There are several blockchain providers in the market but the most popular enterprise blockchain today is Hyperledger which can be used to create a closed blockchain network. Hyperledger is an open source community and their official website is https://www.hyperledger.org
Due to the complexity involved in getting a blockchain network up and running several blockchain management agents have popped up which include big names such as IBM, Microsoft etc. These agents give you tools to deploy your blockchain network on their cloud or any other cloud and they also claim to make deployment easier for you.

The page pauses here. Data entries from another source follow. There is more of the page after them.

PR #87590, opened 2024-01-25
Add transfer queue support to RenderingDevice and enable multithreaded resource loading

DarioSamo:
A few major bottlenecks were identified in Godot that this PR addresses.
- Access to RenderingDevice is pretty much entirely blocked using a single thread safety mutex. This means that any thread that wishes to create buffers or textures from different threads needs to wait for the others or even the main thread to free its access.
- When Vsync is enabled, waiting is performed while inside the mutex itself, so any arbitrary waiting caused by the presentation rate of the screen potentially stalls all efforts of loading resources in background threads. This can result in major increases in loading times in most games that choose to draw a loading screen and have Vsync enabled.
- While the hardware provides dedicated queues for transfer operations that are much faster for the process and can be run independently from the main application loop, Godot chooses to use the same staging buffer logic that it uses for resources uploading during each frame that it uses for resources uploaded from background threads.

The PR solves all these bottlenecks and also simplifies the separate setup command buffer logic that was in place in RenderingDevice. RenderingDevice is now able to create "Transfer Workers" on the fly that can use their own staging buffer and command buffer to record the upload of all resources queued by the thread. Once it reaches a certain saturation point, it'll submit all the work to the dedicated transfer queue. The main loop will wait if necessary for these transfer workers if it's been determined that one of the resources that was uploaded with a transfer worker was used in the frame. This design allows to effectively upload resources in the background without stalling the main thread at all until the resource needs to be used.

The PR also changes the flexibility of the thread safety of RenderingDevice: whatever is allowed to be called from different threads is now allowed with no mutex involved, and whatever is not allowed now has a thread guard in place instead. A thread guard is a much cheaper option than a mutex and it also verifies that RenderingDevice is being used with its intended behavior: drawing from the main loop and not from other threads that could potentially cause issues. This was mostly done following @reduz's advice as noted [here](https://gist.github.com/reduz/950a9c9dd2878e56cd545d790b3f6a9b).

So far we lack a public project that allows to showcase loading a large amount of resources, but one of W4's internal projects that uses a large amount of textures and meshes had some good results:
- `master` with Vsync enabled (60 HZ Monitor): ~25 seconds
- `master` with Vsync disabled: ~2.5 seconds (10x faster!)
- `transfer_queues` with both Vsync enabled and disabled: ~2.1 seconds

We can see one of the major benefits of this approach is that it makes the behavior much more consistent regardless of the user's vsync settings and refresh rate.

Projects with lots of resources that rely on background resource loading during loading screens or even during gameplay are the ideal candidates for testing out this PR.

TODO:
- [ ] Decide on how to configure the max amount of transfer workers (right now it is just derived from the CPU count since it matches the logic of WorkerThreadPool).
- [x] Experiment with taking out the thread-safety of RID Owner by adding the logic from @reduz's PR (https://github.com/godotengine/godot/pull/86333).

### DIFF
--- a/servers/rendering/rendering_device.cpp
+++ b/servers/rendering/rendering_device.cpp
@@ -36,7 +36,14 @@
 #include "core/config/project_settings.h"
 #include "core/io/dir_access.h"
 
+// TODO: Thread safety
+// - Roll back thread safe attribute for RID_Owner members after the read-only/atomic update scheme is implemented.
+
 #define FORCE_SEPARATE_PRESENT_QUEUE 0
+
+#define ERR_RENDER_THREAD_MSG String("This function (") + String(__func__) + String(") can only be called from the render thread. ")
+#define ERR_RENDER_THREAD_GUARD() ERR_FAIL_COND_MSG(render_thread_id != Thread::get_caller_id(), ERR_RENDER_THREAD_MSG);
+#define ERR_RENDER_THREAD_GUARD_V(m_ret) ERR_FAIL_COND_V_MSG(render_thread_id != Thread::get_caller_id(), (m_ret), ERR_RENDER_THREAD_MSG);
 
 /**************************/
 /**** HELPER FUNCTIONS ****/
@@ -137,6 +144,8 @@ RenderingDevice::ShaderSPIRVGetCacheKeyFunction RenderingDevice::get_spirv_cache
 /***************************/
 
 void RenderingDevice::_add_dependency(RID p_id, RID p_depends_on) {
+	_THREAD_SAFE_METHOD_
+
 	if (!dependency_map.has(p_depends_on)) {
 		dependency_map[p_depends_on] = HashSet<RID>();
 	}
@@ -151,6 +160,8 @@ void RenderingDevice::_add_dependency(RID p_id, RID p_depends_on) {
 }
 
 void RenderingDevice::_free_dependencies(RID p_id) {
+	_THREAD_SAFE_METHOD_
+
 	// Direct dependencies must be freed.
 
 	HashMap<RID, HashSet<RID>>::Iterator E = dependency_map.find(p_id);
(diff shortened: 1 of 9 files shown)


Saul2022:
I know big projects i needed but the most i could find was the lumberyard one so tested on my igpu (radeon vega 3)  Results

Screenshot_2024-01-26-11-27-09-34_cc0c40aae00121c8e1b1866ef91e05c7
Screenshot_2024-01-26-11-23-54-98_cc0c40aae00121c8e1b1866ef91e05c7

DarioSamo:
> I know big projects i needed but the most i could find was the lumberyard one so tested on my igpu (radeon vega 3) Results
the 4.3 is the 1 minute and 4.2 is 1.04 , not much difference but it an igpu vs gb's.

On the editor or games? The benefits mostly apply to using threaded resource loading, it shouldn't really matter that much on situations where it's loading but stuck without drawing anything.

Saul2022:
Well now added loading screen and nice results from (though vsync dissabled, it enabled was 15 secs ) And while they may not be the most accurate, it works ( still figuring out how to make it in editor)

Screenshot_2024-02-02-15-07-00-95_1eeb8c37998c08f2a00dbbf329757a78
Screenshot_2024-02-02-15-09-32-82_1eeb8c37998c08f2a00dbbf329757a78

Calinou (approved):
Tested locally (rebased on top of `master` https://github.com/godotengine/godot/commit/10e111477db68fe65776a1d68fb1ffccaf6520fc + https://github.com/godotengine/godot/pull/86333), it works as expected on Linux + NVIDIA.

On https://github.com/godotengine/tps-demo, it loads a full second faster than on `master` with neither PR applied.

servers/rendering/rendering_device.cpp
```diff
@@ -5094,6 +5614,9 @@ Error RenderingDevice::initialize(RenderingContextDriver *p_context, DisplayServ
 		ERR_CONTINUE(err != OK);
 	}
 
+	// TODO: How should this max size be determined?
+	transfer_worker_pool_max_size = OS::get_singleton()->get_processor_count();
```
RandomShaper, line 5618: I haven't checked this very deeply yet. So far, I got the impression that this code is not spawning threads but having parallel bookkeeping for thr threads already existing that may be loading resources.

If that's true, a beginning would be `WorkerThreadPool::get_thread_count()`. Even if currently resource loading is only allowed on low priority threads, that can mean the whole thread pool being used because there's the potential of more low-prio tasks in flight than that number and also because the are no pre-assigned low-prio threads, so any thread from the pool can be running a low-prio task at a given moment.

That said, the main thead as well as arbitrary threads can be loading resources at a given point. So, I'd at least add one to that count. If user creates extra threads while a WTP-backed load is in progress, well, it's only fair that they have to wait for a transfer worker to be available.

DarioSamo: That's correct, it doesn't spawn threads on its own nor does it pre-create them, it just allows a maximum number of concurrent workers. Using WTP as a reference does seem like a good start.

servers/rendering/rendering_device.cpp
```diff
@@ -385,32 +425,85 @@ void RenderingDevice::_staging_buffer_execute_required_action(StagingRequiredAct
...
+
+	ERR_FAIL_COND_V_MSG(draw_list, ERR_INVALID_PARAMETER,
+			"Copying buffers is forbidden during creation of a draw list");
+	ERR_FAIL_COND_V_MSG(compute_list, ERR_INVALID_PARAMETER,
+			"Copying buffers is forbidden during creation of a compute list");
+
+	Buffer *src_buffer = _get_buffer_from_owner(p_src_buffer);
+	if (!src_buffer) {
+		ERR_FAIL_V_MSG(ERR_INVALID_PARAMETER, "Source buffer argument is not a valid buffer of any type.");
+	}
```
AThousandShips, line 439:
```suggestion
	ERR_FAIL_NULL_V_MSG(src_buffer, ERR_INVALID_PARAMETER, "Source buffer argument is not a valid buffer of any type.");
```

servers/rendering/rendering_device.cpp
```diff
@@ -385,32 +425,85 @@ void RenderingDevice::_staging_buffer_execute_required_action(StagingRequiredAct
...
+
+	Buffer *dst_buffer = _get_buffer_from_owner(p_dst_buffer);
+	if (!dst_buffer) {
+		ERR_FAIL_V_MSG(ERR_INVALID_PARAMETER, "Destination buffer argument is not a valid buffer of any type.");
+	}
```
AThousandShips, line 444:
```suggestion
	ERR_FAIL_NULL_V_MSG(dst_buffer, ERR_INVALID_PARAMETER, "Destination buffer argument is not a valid buffer of any type.");
```

AThousandShips (approved):

DarioSamo:
I'll close this one as its changes are included in #90400.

So should you use these agents/wrappers or should you use the plain vanilla core component which is called as the Hyperledger Fabric? It is always good if you build using the purest form such as Fabric as it gives you a deep understanding of the technology and better control for debugging in production environment later on. Once you have a good understanding, adopting any wrappers or tools later on makes more sense. The other perspective is if you do not have good technology expertise in your team who can build and manage a blockchain then it is always better to go with an agent managed blockchain or what we call as BAAS (Blockchain as a service)
So lets get started building our network with Hyperledger fabric.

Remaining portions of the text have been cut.